=== Data supplied ===

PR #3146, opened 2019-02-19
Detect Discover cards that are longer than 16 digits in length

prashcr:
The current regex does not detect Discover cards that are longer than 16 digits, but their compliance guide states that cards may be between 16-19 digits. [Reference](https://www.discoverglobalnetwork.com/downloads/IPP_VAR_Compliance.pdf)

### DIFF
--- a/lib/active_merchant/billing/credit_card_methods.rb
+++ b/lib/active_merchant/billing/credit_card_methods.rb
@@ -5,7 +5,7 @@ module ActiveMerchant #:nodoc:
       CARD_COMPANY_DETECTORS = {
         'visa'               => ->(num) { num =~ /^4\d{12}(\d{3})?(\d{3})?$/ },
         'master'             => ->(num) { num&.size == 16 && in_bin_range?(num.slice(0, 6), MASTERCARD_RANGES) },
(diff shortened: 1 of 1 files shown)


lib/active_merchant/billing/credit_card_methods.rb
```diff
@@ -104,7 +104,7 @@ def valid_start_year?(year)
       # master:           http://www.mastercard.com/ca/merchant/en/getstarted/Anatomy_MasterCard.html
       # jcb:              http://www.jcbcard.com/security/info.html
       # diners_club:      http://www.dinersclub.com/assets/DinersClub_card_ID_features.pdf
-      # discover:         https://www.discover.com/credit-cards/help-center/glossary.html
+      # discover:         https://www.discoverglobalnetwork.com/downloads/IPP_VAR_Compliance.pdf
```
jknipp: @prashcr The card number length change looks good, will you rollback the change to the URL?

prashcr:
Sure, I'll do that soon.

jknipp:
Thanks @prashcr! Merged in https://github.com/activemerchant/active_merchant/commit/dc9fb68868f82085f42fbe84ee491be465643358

===
=== Data supplied ===

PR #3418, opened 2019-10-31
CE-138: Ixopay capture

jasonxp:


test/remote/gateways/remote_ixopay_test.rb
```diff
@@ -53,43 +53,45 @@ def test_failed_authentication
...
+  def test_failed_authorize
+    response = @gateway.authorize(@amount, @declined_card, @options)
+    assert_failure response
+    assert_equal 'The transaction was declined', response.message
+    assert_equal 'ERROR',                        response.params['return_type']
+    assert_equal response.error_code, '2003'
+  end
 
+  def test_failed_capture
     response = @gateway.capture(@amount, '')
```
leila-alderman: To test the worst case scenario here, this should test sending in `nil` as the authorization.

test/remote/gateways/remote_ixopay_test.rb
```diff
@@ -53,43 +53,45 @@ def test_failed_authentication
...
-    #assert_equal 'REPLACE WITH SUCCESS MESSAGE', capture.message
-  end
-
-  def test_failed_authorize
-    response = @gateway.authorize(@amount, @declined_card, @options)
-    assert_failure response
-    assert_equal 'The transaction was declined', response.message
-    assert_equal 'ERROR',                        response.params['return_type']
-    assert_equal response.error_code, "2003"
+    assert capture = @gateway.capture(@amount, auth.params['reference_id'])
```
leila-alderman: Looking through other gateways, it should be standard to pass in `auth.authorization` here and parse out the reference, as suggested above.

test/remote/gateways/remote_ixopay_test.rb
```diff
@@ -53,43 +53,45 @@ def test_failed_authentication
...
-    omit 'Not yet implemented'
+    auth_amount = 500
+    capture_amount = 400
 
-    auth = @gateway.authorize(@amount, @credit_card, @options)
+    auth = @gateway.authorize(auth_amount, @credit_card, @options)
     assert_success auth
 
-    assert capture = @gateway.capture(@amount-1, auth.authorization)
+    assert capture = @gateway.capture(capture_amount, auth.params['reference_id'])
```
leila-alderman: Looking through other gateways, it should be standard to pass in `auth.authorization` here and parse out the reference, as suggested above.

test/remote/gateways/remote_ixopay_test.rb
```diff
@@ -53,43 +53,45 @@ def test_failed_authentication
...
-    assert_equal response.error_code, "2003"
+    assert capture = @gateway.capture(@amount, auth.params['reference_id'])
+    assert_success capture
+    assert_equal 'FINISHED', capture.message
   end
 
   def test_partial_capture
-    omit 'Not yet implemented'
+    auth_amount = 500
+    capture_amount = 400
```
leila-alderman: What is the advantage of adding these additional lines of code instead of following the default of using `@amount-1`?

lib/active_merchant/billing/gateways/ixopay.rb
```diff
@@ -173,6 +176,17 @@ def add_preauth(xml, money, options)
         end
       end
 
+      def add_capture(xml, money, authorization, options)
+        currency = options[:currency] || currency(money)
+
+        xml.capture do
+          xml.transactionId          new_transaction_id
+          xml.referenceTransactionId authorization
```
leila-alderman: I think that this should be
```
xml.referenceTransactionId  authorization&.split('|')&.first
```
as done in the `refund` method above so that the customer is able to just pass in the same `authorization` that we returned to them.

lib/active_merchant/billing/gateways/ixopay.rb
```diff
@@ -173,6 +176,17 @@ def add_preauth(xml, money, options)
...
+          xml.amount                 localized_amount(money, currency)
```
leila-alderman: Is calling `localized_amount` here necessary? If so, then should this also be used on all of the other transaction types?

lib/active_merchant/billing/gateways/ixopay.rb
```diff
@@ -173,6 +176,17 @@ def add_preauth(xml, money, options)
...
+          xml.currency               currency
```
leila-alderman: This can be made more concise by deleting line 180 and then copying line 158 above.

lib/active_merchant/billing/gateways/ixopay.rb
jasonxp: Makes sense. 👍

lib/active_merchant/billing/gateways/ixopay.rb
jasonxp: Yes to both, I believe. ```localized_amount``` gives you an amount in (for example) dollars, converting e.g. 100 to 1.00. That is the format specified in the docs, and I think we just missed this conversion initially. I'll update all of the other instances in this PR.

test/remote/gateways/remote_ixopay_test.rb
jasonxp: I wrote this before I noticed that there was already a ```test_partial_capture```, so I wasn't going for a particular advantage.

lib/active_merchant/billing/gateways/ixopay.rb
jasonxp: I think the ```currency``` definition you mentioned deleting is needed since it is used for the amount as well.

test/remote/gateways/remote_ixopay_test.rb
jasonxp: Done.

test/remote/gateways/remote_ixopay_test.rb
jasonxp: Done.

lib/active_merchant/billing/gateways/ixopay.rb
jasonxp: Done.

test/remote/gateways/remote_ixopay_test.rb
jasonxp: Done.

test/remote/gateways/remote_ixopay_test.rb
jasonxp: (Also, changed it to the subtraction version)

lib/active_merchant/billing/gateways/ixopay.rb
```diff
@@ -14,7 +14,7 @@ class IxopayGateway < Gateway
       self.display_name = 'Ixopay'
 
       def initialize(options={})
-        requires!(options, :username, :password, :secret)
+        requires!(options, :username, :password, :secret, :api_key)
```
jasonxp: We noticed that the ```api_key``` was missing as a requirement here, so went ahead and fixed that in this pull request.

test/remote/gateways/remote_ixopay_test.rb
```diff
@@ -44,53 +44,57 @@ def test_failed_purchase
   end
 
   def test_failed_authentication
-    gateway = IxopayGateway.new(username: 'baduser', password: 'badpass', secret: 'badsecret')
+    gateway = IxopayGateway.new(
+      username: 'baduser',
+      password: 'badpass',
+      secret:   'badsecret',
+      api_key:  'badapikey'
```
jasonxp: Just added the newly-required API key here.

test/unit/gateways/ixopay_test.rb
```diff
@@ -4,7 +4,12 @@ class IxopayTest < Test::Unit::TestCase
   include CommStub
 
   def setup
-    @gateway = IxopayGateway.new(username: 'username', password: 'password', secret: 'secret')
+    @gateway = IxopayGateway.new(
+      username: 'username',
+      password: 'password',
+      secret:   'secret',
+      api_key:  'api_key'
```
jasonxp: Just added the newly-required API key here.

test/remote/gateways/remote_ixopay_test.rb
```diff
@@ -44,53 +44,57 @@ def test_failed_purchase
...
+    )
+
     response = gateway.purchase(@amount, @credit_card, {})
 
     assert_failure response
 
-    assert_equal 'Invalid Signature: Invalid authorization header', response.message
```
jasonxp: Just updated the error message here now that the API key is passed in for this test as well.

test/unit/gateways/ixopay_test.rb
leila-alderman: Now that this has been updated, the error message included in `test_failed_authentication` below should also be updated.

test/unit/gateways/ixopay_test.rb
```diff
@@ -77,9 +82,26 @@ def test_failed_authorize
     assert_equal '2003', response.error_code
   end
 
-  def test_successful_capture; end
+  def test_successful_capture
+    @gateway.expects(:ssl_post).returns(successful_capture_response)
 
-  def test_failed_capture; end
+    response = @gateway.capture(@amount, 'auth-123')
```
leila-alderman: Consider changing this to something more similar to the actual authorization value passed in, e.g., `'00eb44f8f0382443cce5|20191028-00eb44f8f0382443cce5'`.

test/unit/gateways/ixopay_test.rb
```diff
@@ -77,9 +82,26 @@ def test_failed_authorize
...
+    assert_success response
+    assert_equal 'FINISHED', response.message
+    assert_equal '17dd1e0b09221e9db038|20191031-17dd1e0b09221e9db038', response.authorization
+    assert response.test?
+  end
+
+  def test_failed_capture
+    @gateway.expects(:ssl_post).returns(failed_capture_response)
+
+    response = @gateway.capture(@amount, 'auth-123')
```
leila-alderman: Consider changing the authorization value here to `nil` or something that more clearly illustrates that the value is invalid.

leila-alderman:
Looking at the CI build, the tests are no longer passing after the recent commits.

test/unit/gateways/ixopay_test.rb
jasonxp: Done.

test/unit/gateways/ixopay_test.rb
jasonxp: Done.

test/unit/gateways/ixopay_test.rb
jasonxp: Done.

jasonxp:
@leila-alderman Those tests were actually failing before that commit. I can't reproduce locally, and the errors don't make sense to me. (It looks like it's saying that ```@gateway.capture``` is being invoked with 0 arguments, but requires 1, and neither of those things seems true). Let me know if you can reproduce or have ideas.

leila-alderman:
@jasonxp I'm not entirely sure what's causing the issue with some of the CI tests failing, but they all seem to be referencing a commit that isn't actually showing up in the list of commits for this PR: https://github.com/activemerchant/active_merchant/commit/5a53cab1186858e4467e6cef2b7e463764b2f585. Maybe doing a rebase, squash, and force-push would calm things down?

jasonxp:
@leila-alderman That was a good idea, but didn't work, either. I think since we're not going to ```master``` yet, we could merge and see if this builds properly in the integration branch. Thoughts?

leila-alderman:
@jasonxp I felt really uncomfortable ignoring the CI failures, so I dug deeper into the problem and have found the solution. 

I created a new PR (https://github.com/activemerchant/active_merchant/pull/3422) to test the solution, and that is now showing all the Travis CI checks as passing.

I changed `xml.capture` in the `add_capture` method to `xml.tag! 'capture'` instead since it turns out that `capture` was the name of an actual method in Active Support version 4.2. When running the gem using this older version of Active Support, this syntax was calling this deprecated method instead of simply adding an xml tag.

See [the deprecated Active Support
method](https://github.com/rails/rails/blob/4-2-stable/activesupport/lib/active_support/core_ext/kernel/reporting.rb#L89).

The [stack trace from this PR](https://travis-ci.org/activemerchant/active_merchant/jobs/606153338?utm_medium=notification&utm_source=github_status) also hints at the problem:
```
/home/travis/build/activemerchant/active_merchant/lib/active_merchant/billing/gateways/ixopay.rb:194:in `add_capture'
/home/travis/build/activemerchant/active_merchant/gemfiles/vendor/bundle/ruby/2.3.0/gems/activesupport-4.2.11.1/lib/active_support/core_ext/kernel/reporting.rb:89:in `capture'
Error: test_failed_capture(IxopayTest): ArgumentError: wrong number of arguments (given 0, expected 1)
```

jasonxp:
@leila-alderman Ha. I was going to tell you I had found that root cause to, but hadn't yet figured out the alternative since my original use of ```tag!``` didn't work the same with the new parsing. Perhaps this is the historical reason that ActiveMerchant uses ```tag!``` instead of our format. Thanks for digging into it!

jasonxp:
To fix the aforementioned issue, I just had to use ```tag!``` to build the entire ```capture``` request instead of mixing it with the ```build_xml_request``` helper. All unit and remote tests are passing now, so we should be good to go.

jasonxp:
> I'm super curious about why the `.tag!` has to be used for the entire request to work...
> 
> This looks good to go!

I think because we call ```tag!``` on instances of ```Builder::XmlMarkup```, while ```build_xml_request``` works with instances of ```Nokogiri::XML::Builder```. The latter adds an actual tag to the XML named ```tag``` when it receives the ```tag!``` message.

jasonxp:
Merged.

===

Exercise details: Whenever the word "something" appears in a line of the listing, copy out that line.

Answer box:
leila-alderman: Consider changing this to something more similar to the actual authorization value passed in, e.g., `'00eb44f8f0382443cce5|20191028-00eb44f8f0382443cce5'`.
leila-alderman: Consider changing the authorization value here to `nil` or something that more clearly illustrates that the value is invalid.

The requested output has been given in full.